The streets have been flooded this summer with California-bred, Big Union ballot initiatives.  Although we celebrated a big win when the disastrous “Clean Elections” initiative failed to gather enough signatures, two others were filed at the deadline: the Minimum Wage Initiative, and a measure that seeks to cap the pay of hospital executives. Both submitted over 250,000 union bought signatures.

What is the impetus behind the Hospital Executive Compensation Act? The main driver/funder is the Service Employees International Union – United Healthcare Workers West (SEIU-UWW) out of California.  They have led an effort of ballot initiatives and legislation over the past five years in several states to cap executive pay at hospitals.  After losing a court case in El Camino County, California in 2013, where their ballot measure was ruled unconstitutional, the big union group has brought their bad ideas to Arizona.

Proponents argue hospitals receive enormous public subsidies, some in the way of property, income, and sales taxes exemptions, as well as by compensation through Medicaid and Medicare patients.  Therefore, they ought to be able to prove they are providing more uncompensated care to the community than they are paying in salaries to top executives.

While there are a lot of problems associated with government subsidized medicine (the Club opposed Medicaid expansion in 2013), the fact is CEO compensation represents a fraction of the billions of dollars of these large hospital organizations’ total budget.  Their salaries are determined by the market of supply and demand and for non-profits generally by the 50th percentile of CEO compensation of all hospitals.  Many of these administrators are not only managing complex facilities with hundreds of beds and professional staff, but multiple hospitals as well.

Additionally, the metric of percentage of uncompensated care is misleading and unrelated to executive compensation.  In order for hospitals to provide charity care, they must first have margins; revenues must exceed expenses.  In order to accomplish this, many hospitals including non-profits, must establish services and technologies to attract private patients.  Indigent care is driven by how many qualified patients come to a hospital.

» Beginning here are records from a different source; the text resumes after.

Issue #2111, opened 2026-02-05
@supabase/ssr browser client auth methods hang indefinitely due to orphaned Web Locks


WillTaylor22:
# `@supabase/ssr` browser client auth methods hang indefinitely due to orphaned Web Locks (potentially React Strict Mode compatibility issue)

- [x] I confirm this is a bug with Supabase, not with my own application.
- [x] I confirm I have searched the [Docs](https://docs.supabase.com), GitHub [Discussions](https://github.com/supabase/supabase/discussions), and [Discord](https://discord.supabase.com).

## Description

(N.b. - written with AI but it's done a far more comprehensive job than I would have - hope that's OK)

The `@supabase/ssr` browser client's auth methods (`getUser()`, `signInWithPassword()`, etc.) hang indefinitely without making any network requests when a Web Lock from a previous auth operation is not properly released.

The Supabase auth client uses the browser's Web Locks API (`navigator.locks`) to prevent concurrent auth operations. When a lock is acquired but not released (e.g., due to React Strict Mode unmounting a component mid-operation, or an abort signal firing), all subsequent auth calls queue behind the orphaned lock and hang forever.

The error `AbortError: signal is aborted without reason` appears in the console from `locks.ts`, indicating the lock acquisition was aborted, but the lock remains held.

## To Reproduce

1. Create a Next.js 14+ app with `@supabase/ssr` (React Strict Mode is enabled by default)
2. Create a client component that calls `supabase.auth.getUser()` in a `useEffect`:

```tsx
"use client";
import { useEffect } from "react";
import { createClient } from "@/lib/supabase/client"; // uses createBrowserClient

export default function SettingsPage() {
  const supabase = createClient();

  useEffect(() => {
    const fetchUser = async () => {
      const {
        data: { user },
      } = await supabase.auth.getUser(); // Hangs here
      console.log(user);
    };
    fetchUser();
  }, [supabase]);

  return <div>Settings</div>;
}
```

3. Navigate to the page - it may work initially
4. Trigger React Strict Mode's unmount/remount cycle (happens automatically in dev) or navigate away while auth is in progress
5. Subsequent auth calls hang indefinitely

**Verification:** Run in browser console:

```javascript
navigator.locks.query().then(console.log);
```

You'll see:

```javascript
{
  held: [{ name: "lock:sb-xxx-auth-token", mode: "exclusive" }],
  pending: [{ name: "lock:sb-xxx-auth-token", mode: "exclusive" }]
}
```

[...]

Issue #936, opened 2024-01-02
Acquiring an exclusive Navigator LockManager failed


supersu-man:
# Bug report

- [x] I confirm this is a bug with Supabase, not with my own application. 
- [x] I confirm I have searched the [Docs](https://docs.supabase.com), GitHub [Discussions](https://github.com/supabase/supabase/discussions), and [Discord](https://discord.supabase.com). 

## Describe the bug

Angular throws an error saying 'Acquiring an exclusive Navigator LockManager lock immediately failed'.
This is a new angular project created with the angular version 17.
The error is not shown in my other project which is created a month ago.

## To Reproduce

1. Create a new angular project and install '@supabase/supabase-js'
2. Create environment files and add key and url of supabase.
3. add `supabaseClient = createClient(environment.url, environment.key)` to a component (app component)

## Expected behavior

This error should not be thrown and should be able to use all the methods without errors.

## Screenshots

![Error](https://github.com/supabase/supabase-js/assets/35676632/edd0fd65-dac6-4df2-8752-7987a367a4ee)

## System information

- OS: Windows
- Browser: Brave v1.61.109
- Version of supabase-js: 2.39.2
- Version of Node.js: 20.10.0

## Additional context

Could be a duplicate of [this issue](https://github.com/supabase/gotrue-js/issues/830) from gotrue-js.
Though I was able to signin using provider 'google' I wasn't able to retrieve session after I signin (throws an error saying Invalid API key) though my api keys and url are correct. I am assuming the error is with storage.

Klunk75:
Hi there,
I noticed the same problem.
After some test I found that the issue should be related to the merge of this Pull Request in @supabase/gotrue-js version 2.62.0:
https://github.com/supabase/gotrue-js/pull/807
If you try to downgrade @supabase/gotrue-js to version 2.61.0 (the previous one), the problem should disappear.
Please Supabase Team can you check and try to solve this issue?
Thank you!

Paolo

supersu-man:
> If you try to downgrade @supabase/gotrue-js to version 2.61.0 (the previous one), the problem should disappear. 

Thank you @Klunk75 for the workaround.

For anyone who wants to fix it temporarily, add this below devDependencies in package.json

```
"overrides": {
    "@supabase/supabase-js": {
      "@supabase/gotrue-js": "2.61.0"
    }
  }
```
and run `npm i`

hf:
Is this error just being logged, or is it actually creating a problem for you?

[...]

PR #2235, opened 2026-04-08
fix(auth): replace navigatorLock with processLock as default browser lock

mandarini:
### What changed?

Replaced `navigatorLock` (Web Locks API) with `processLock` (in-process promise queue) as the default browser lock in `GoTrueClient`. Previously, any browser with `navigator.locks` support would use the Web Locks API for cross-tab auth coordination. Now all environments use `processLock` by default, which serializes operations within a single tab/process without touching the Web Locks API.

`navigatorLock` remains exported and available as an explicit opt-in:

```ts
import { navigatorLock } from '@supabase/auth-js'

createClient(url, key, { auth: { lock: navigatorLock } })
```

`navigator.locks` causes permanent authentication deadlocks in production when a lock is acquired but never released. Once a lock is orphaned, every subsequent auth call in that tab hangs indefinitely until the user closes the browser. Known triggers:

- React Strict Mode double-mount/unmount interrupting a lock request mid-flight (affects all Next.js 13+ apps in dev mode by default)
- HMR tearing down components while a lock is held
- `localStorage.setItem()` hanging due to quota exceeded or browser extension interference
- Android Chrome not releasing locks from previous sessions

The steal-based recovery added in #2106 and #2178 addressed the symptom but introduced new failure modes (double-write windows, cascade when stolen). This PR addresses the root cause by removing the Web Locks API from the default path entirely.

Cross-tab concurrent refresh races are now handled server-side by GoTrue's refresh token reuse detection. When two tabs refresh simultaneously, the server allows both via the `likelyNotSavedByClient` (`counterDifference == 1`) and `likelyConcurrentRefreshes` (within reuse interval) logic, returning valid tokens to both tabs without any client-side coordination. `refresh_token_already_used` is only returned for genuinely stale tokens outside the reuse window, at which point the session is already server-side revoked and the existing sign-out behavior is correct.

`processLock` still provides within-tab serialization, which is needed to prevent races between operations in the same tab (e.g. `signOut` racing with an in-flight auto-refresh).

Relates to: #2111, #936, #1594, #2013

## Screenshots/Examples

N/A

## Breaking changes

The default lock behavior changes, but no public API is removed or modified. `navigatorLock` remains exported. `processLock` was already exported. The `lock` and `lockAcquireTimeout` options continue to work as before.

## Checklist

## Additional notes

The server-side behavior this relies on (`likelyNotSavedByClient` counter logic) is confirmed in `supabase/auth` `internal/tokens/service.go`. The reuse detection has been in production since the v2 refresh token algorithm rollout (Oct 2025).

## Try it out

You can try out this PR on `2.103.1-beta.0`

### DIFF
--- a/packages/core/auth-js/example/react/src/App.tsx
+++ b/packages/core/auth-js/example/react/src/App.tsx
@@ -13,6 +13,10 @@ const auth = new AuthClient({
   },
 })
 
+if (import.meta.env.DEV) {
+  ;(window as any).__auth__ = auth
+}
+
 function App() {
   const [session, setSession] = useState<Session | null>(null)
   const [email, setEmail] = useState(localStorage.getItem('email') ?? '')
--- a/packages/core/auth-js/example/react/tests/lock-behavior.spec.ts
+++ b/packages/core/auth-js/example/react/tests/lock-behavior.spec.ts
@@ -1,0 +1,123 @@
+import { test, expect } from '@playwright/test'
+
+const STORAGE_KEY = 'supabase.auth.token'
+const DEADLOCK_TIMEOUT_MS = 5000
+
+/** Expire the stored session so the next getSession() triggers a token refresh. */
+async function expireStoredSession(page: any) {
+  await page.evaluate((key: string) => {
+    const raw = localStorage.getItem(key)
+    if (!raw) return
+    const session = JSON.parse(raw)
+    session.expires_at = Math.floor(Date.now() / 1000) - 10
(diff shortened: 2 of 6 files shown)


mandarini:
We are most probably NOT going to follow through with this solution. Bear with us, we are actively working on this and should have something concrete by end of May.

mandarini:
[This](https://github.com/supabase/supabase-js/pull/2392) has been merged. I am closing this PR.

It is in fact the government that has caused this problem.  Over time, with the introduction of Medicaid, Medicare, Obamacare, and a tax and regulatory structure that impairs consumer choice and price signals, the government has inflated the cost of healthcare.  By providing generous healthcare subsidies in the billions of dollars, they have displaced those costs onto everyone else.  As they have turned the ratchet on socialized medicine over the past 50 years, costs have soared, and they have had to scramble to institute more “cost containment” measures – executive pay caps are just the latest.   It is not generous pay scales that hinder charity care – it is a whole system wrought in bureaucracy where administrators are forced into economic decisions based upon government reimbursements and regulations.

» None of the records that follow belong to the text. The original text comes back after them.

PR #2238, opened 2026-04-09
fix(auth): add toJSON to AuthError for correct JSON serialization

oniani1:
## Summary

`JSON.stringify()` silently drops the `message` field on most auth error classes because `Error.prototype.message` is non-enumerable.

Only 2 out of 13 auth error classes (`AuthImplicitGrantRedirectError` and `AuthPKCEGrantCodeExchangeError`) had `toJSON()` overrides. The rest -- including `AuthApiError`, which is by far the most commonly encountered -- would serialize without `message`:

```js
const err = new AuthApiError('Invalid login credentials', 400, 'invalid_credentials')
JSON.stringify(err)
// Before: {"status":400,"code":"invalid_credentials"}  -- message is gone
// After:  {"name":"AuthApiError","message":"Invalid login credentials","status":400,"code":"invalid_credentials"}
```

This adds `toJSON()` to the `AuthError` base class (returning `name`, `message`, `status`, `code`), so all subclasses inherit it automatically. The two existing overrides now spread `super.toJSON()` instead of duplicating fields. `AuthWeakPasswordError` gets an override to include `reasons`.

Same pattern as the recent fixes for `FunctionsError` (#2226) and `PostgrestError` (#2212).

## Test plan

- [x] Added `errors.test.ts` covering all 12 concrete error classes
- [x] Each test verifies `JSON.stringify()` round-trip preserves `message` and all relevant fields
- [ ] Existing tests pass with no regressions

### DIFF
--- a/packages/core/auth-js/src/lib/errors.ts
+++ b/packages/core/auth-js/src/lib/errors.ts
@@ -31,6 +31,15 @@ export class AuthError extends Error {
     this.status = status
     this.code = code
   }
+
+  toJSON() {
+    return {
+      name: this.name,
+      message: this.message,
+      status: this.status,
+      code: this.code,
+    }
+  }
 }
 
 export function isAuthError(error: unknown): error is AuthError {
@@ -181,9 +190,7 @@ export class AuthImplicitGrantRedirectError extends CustomAuthError {
 
   toJSON() {
     return {
-      name: this.name,
-      message: this.message,
-      status: this.status,
+      ...super.toJSON(),
       details: this.details,
     }
   }
@@ -215,9 +222,7 @@ export class AuthPKCEGrantCodeExchangeError extends CustomAuthError {
 
   toJSON() {
     return {
-      name: this.name,
-      message: this.message,
-      status: this.status,
+      ...super.toJSON(),
       details: this.details,
     }
   }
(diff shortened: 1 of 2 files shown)


mandarini (commented):
Hi @oniani1, thank you so much for contributing to Supabase! 💚 

This is a really nice fix. The base-class `toJSON()` approach is exactly the right call, and it lines up perfectly with what we did for `FunctionsError` (#2226) and `PostgrestError` (#2212). The tests are thorough and the `super.toJSON()` spread in the existing overrides is a clean de-duplication.

Two small things I wanted to flag before merging:

1. **`AuthUnknownError.originalError`**: with the base `toJSON()`, this property won't appear in serialized output. I suspect that's fine (the original error could be circular or otherwise non-serializable), but wanted to confirm that's intentional on your end. If it is, could you add a quick test assertion that `originalError` is *not* present in the serialized output? That way nobody tries to "fix" it later without understanding the reasoning.

2. **`code` now appears in `AuthImplicitGrantRedirectError` and `AuthPKCEGrantCodeExchangeError` toJSON output**: since both pass `undefined` for `code`, this is invisible through `JSON.stringify` (undefined gets dropped). But if someone calls `.toJSON()` directly, they'll now see `code: undefined` in the object. Not a blocker at all, just wanted to make sure you'd considered it.

Once you've confirmed the `originalError` point, this is good to go.

Thank you so much for contributing to Supabase!

oniani1:
Yeah, the `originalError` exclusion is intentional. It's typed as `unknown` and could be circular or carry non-serializable properties, so including it in `toJSON()` would risk `JSON.stringify` throwing. Anyone who needs it can still grab `err.originalError` directly.

Added a test for that in 7af2c876.

On the `code: undefined` thing, agreed that's just how the `super.toJSON()` pattern works. `JSON.stringify` drops undefined values anyway so the serialized output isn't affected.

mandarini (approved):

Unmentioned by the initiative proponents is the IRS already requires non-profit hospitals to disclose executive salaries and benefits.  The Treasury Department does a review and audit every three years to ensure that pay is reasonable and to ensure compliance with their status requirements.  If they are found to be out of compliance, their exempt status can be revoked, forcing them to apply as a private hospital and to remit the applicable taxes.   Hospitals are already highly regulated entities.

This initiative isn’t only antithetical to free markets principles; it will be a power grab for the state.  The Attorney General will have the authority to audit a hospitals’ books – if found guilty of “excessive pay”, they could lose their state licenses as well as be charged under state consumer fraud laws.  Furthermore, the AG will be allowed to place a representative on the hospital in question, board of directors.  This is a gross infringement by the state into private organizations.

If passed, we can expect many of these executives to seek employment elsewhere, most likely out of state – taking their wealth with them.  Just as countries such as Canada have experienced severe “Brain Drain” when they limited the compensation of its doctors and surgeons – Arizona will see the same.  Experienced and talented hospital executives will be replaced with less qualified administrators.  This will have a direct effect on the quality of care patients receive.

Executive compensation is in the end a red herring.  This is just a means to in increase unionization in the health care industry and to distract people from the real culprit of high healthcare costs. Arizona voters should reject this very bad idea.